Vom Journalisten zum Chronisten
Zweierlei faszinierte Peter Eggenberger: die Sprache und die Menschen. Mitte der 1960er-Jahre begann er für verschiedene Zeitungen zu arbeiten, und ab 1982 wurde der Journalismus zur freiberuflich ausgeübten Haupttätigkeit. Die Zahl der von Peter Eggenberger erschienenen Beiträge dürfte in die Tausende gehen, und die Liste der bedienten Zeitungen und Zeitschriften ist lang. Über die Jahre ist Peter Eggenberger so zum Chronisten der Ostschweiz geworden. Dies insbesondere auch als Fotograf. Sein Fotoarchiv hat zeitgeschichtliche Bedeutung.
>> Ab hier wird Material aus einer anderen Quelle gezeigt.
PR #2701, opened 2022-08-27
refactor(account-lib): modify random gen for nu0 and beta0

sachushaji:
this change expands the random number
range for nuo and beta0 in ecdsa tss
to be within [1:n] where n is maxint
of paillier keys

Die Zeit in der Fremdenlegion hat das Auge Peter Eggenbergers für die Eigenheiten seiner Heimat geschärft. Zwischen 1986 und 1988 verfasste er zusammen mit den Brüdern Walter und Ernst Züst die Chronik der Gemeinde Walzenhausen. Bei dieser Arbeit setzte er sich mit der neueren Vergangenheit auseinander, der Zeit ab 1875 bis zur Gegenwart. Dabei kam er mit vielen Zeitzeugen ins Gespräch, die ihm unzählige Geschichten erzählten.
Spezialist für den Kurzenberger Dialekt
Peter Eggenberger konnte diese nicht alle für die Chronik verwenden. Er begann, das ihm Zugetragene in Mundart aufzuschreiben, und so entstand 1989 mit dem «Gwönderbüechli» der erste Band mit humorvollen Geschichten im Kurzenberger Dialekt. Seither sind weitere elf Büechli – wie Peter Eggenberger seine Werke liebevoll zu bezeichnen pflegte – erschienen. Zusammen erreichen sie eine Auflage von weit über 60'000 Exemplaren.
Peter Eggenberger war bis kurz vor seinem Tod viel unterwegs, reiste in der ganzen Ostschweiz umher und sorgte bei Vereinen, Firmen, Hotels und Seniorenanlässen für heitere Stimmung. Dabei war ihm seine Lebenspartnerin stets eine hilfreiche Begleiterin. Er war nicht nur Chronist einer Region, sondern ebenso deren Botschafter.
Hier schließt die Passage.